I'll agree with you about the Shelbys. they had to build them tough because they couldn't get them to stand up by themselves.
this may also be why they're so ugly, so when they get beat up a bit you can't tell, they're just as ugly as they started out...


----------



## slick (Jan 2, 2013)

Ugly but still worth more then ANY Huffman. HAHA!! The last fully deluxed Speedline sold for 
$11k if i'm not mistaken?


----------



## 37fleetwood (Jan 2, 2013)

slick said:


> Ugly but still worth more then ANY Huffman. HAHA!! The last fully deluxed Speedline sold for
> $11k if i'm not mistaken?




this in the same world where Phantoms are collectible...


----------



## slick (Jan 2, 2013)

37fleetwood said:


> this in the same world where Phantoms are collectible...




Ya except they are about $9,500 apart form each other. Oh and Schwinn repoopped those too. So they are no better then Huffys.  

Uh oh, here come the Schwinners now to defend the ever so rare cantilever frame. LOL!


----------



## schwinnja (Jan 3, 2013)

37fleetwood said:


> let's just refer to this as exhibit A...

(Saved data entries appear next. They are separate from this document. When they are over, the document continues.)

PR #4760, opened 2021-04-13
increase the timeout between sending take question api calls to a minute

LeoMcA:
this was bombarding the backend with calls every second as a user was typing, which in turn would update the database, and reindex the question in elastic

### DIFF
--- a/kitsune/sumo/static/sumo/js/questions.js
+++ b/kitsune/sumo/static/sumo/js/questions.js
@@ -61,7 +61,7 @@
         }
       }
 
-      $('#id_content').on('keyup', _.throttle(takeQuestion, 1000));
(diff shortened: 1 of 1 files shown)


akatsoulas (approved):

LeoMcA:
This is visible in the firefox network panel while typing a reply to a question.

mirunacurtean:
@LeoMcA  I can see it, but it shows with a 400 Bad Request status. This does not affect the posting of the reply. 
image

Verified that a new request is made after erasing previous text and typing in new one or when a sufficient pause is made between typing another line. 
image

mirunacurtean:
To note that the 400 Bad Request shows when rteplying to one own's post. 
A 204 Request status is made when replying to another user's post. 
image

PR #4761, opened 2021-04-14
add snippet of content to users' latest answers pages

LeoMcA:
to distinguish different answers on the same question from each other
use the unparsed content to avoid hitting the cache up to 100 times

### DIFF
--- a/kitsune/users/jinja2/users/answers_contributed.html
+++ b/kitsune/users/jinja2/users/answers_contributed.html
@@ -14,9 +14,10 @@
     {% endif %}
     <ul class="mzp-u-list-styled">
       {% for answer in answers %}
-        <a href="{{ answer.get_absolute_url() }}">
-          <li>{{ answer.question.title }}</li>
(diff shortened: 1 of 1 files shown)


akatsoulas (approved):

mirunacurtean:
Verified:

1. Number of answer in profile page is correctly updated when adding a new one. 
2. New answer is added at the top of the list along with snippet taken from the beginning of the answer. 

image


3. Old answers have all been updated to contain a snippet of the answer to distinguish them from one another. 

image

4. Answers and snippets are displayed with no issues on both desktop and mobile browsers. 

5. Images in snippets are represented through code, for example -  [[Image:Fx47DefaultSearchEngine|width=500]] 

6. Languages that use symbols are also displayed with no issues in snippets.
image

7. When updating an answer the snippet is also updated. 
8. A link will also be represented through code in snippets. 
image

9. The answer links redirect to that particular answer in the question thread.

PR #4763, opened 2021-04-15
Cleanup twitter app.

akatsoulas:


LeoMcA (approved):
r+wc: can't we completely `rm -r kitsune/twitter`, because there's no migrations that'll need to be applied, and then also remove `"kitsune.twitter"` from `INSTALLED_APPS`?

Pretty sure the `kitsune/questions/tests/test_views.py:TestQuestionUpdates.test_no_update_edit` test failure comes from https://github.com/mozilla/kitsune/pull/4759, no idea why it didn't happen there. Can you open a separate PR to remove that test, and rebase this against that?

PR #4773, opened 2021-04-26
re-allow empty query in advanced search

LeoMcA:
5472d99edf8320e20eab38f7b35aa1d9a14928da accidentally made the q parameter required

https://bugzilla.mozilla.org/show_bug.cgi?id=1707552


akatsoulas (approved):

mirunacurtean:
Verified fixed. 
Search with "Post Contains" field empty:

- and no other filter and only filtered by date and relevance are showing as expected. 

- using Created before filter are showing results as expected
- using Created After filter are sowing as expected

Searches using a test keyword in the "Post contains" filter also show results. 
Testes for English and Spanish locales.

PR #4777, opened 2021-04-28
Use /search for ES7

akatsoulas:
* Remove waffle flag.

### DIFF
--- a/kitsune/search/urls.py
+++ b/kitsune/search/urls.py
@@ -4,8 +4,7 @@ from kitsune.search import views
 from kitsune.search.v2 import views as v2_views
 
 urlpatterns = [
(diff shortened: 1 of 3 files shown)


kitsune/search/urls.py
```diff
@@ -4,8 +4,7 @@
 from kitsune.search.v2 import views as v2_views
 
 urlpatterns = [
-    url(r"^$", views.simple_search, name="search"),
+    url(r"^$", v2_views.simple_search, name="search.v2"),
```
LeoMcA: My initial thought was to keep the view name as `name="search"` to avoid having to update it elsewhere, but this works

LeoMcA (approved):
:rocket:

PR #4781, opened 2021-05-04
Remove ES2 from wiki.

akatsoulas:


akatsoulas:
The search API should be updated to use ES7 or dropped completely if it's not used anywhere *within*  the project only

akatsoulas:
closing in favor of #4790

Yeah but only the fender is rotted!
Bike got run over and still rocks!


----------



## poolboy1 (Jan 3, 2013)

Please...Shelby Speedline Airflows bicycles are the furthest thing from being ugly.... I don't think Schwinn bicycles are ugly really in any way just somewhat easy to collect... Sorry it is the truth.  High end Schwinn come up for sale way more then other brands.


----------



## MaxGlide (Jan 3, 2013)

*Gotta agree*

Phantoms are lovely but everybody has one..... I prefer more "unique" bikes, regardless of durability, rideability (?) or style. Besides whether one thinks a bike is beautiful or not is subjective.


----------



## OldRider (Jan 3, 2013)

Beauty in old bicycles is very subjective, what is eye candy for me might be as ugly as sin to you. Alot of you like the looks of the Colson snap tank (slab side tank), I beg to differ, not much appeal in it for me.  To me my rusty Firestone is beautiful but I take all kinds of ribbing about my rusty relic......beauty is in the eye of the beholder


----------



## scrubbinrims (Jan 3, 2013)

I'd like to see what an 11K Speedline looks like.. and I ask as a big fan of that model and Shelby in general
That said, I concede most high end Huffmans are more valuable than those made by Shelby if you do the math.
Chris


----------



## slick (Jan 3, 2013)

A fully deluxed Speedline with all the options like Aluminum fluted fenders, guard, rack, stainless inserts on the tank, fork mounted speedometer, knuckle guards, wald drop bomb stem, and egg light. That's big money. The last set of fenders alone went for $1k on the bay, guard was close to $1k and rack was close to $1k also. And how often do you see these parts up for sale? I personally have never seen aluminum fluted fenders offered for sale by themselves anywhere. The only pairs i have seen are on bikes in personal collections never to be seen in the daylight for who knows how long. 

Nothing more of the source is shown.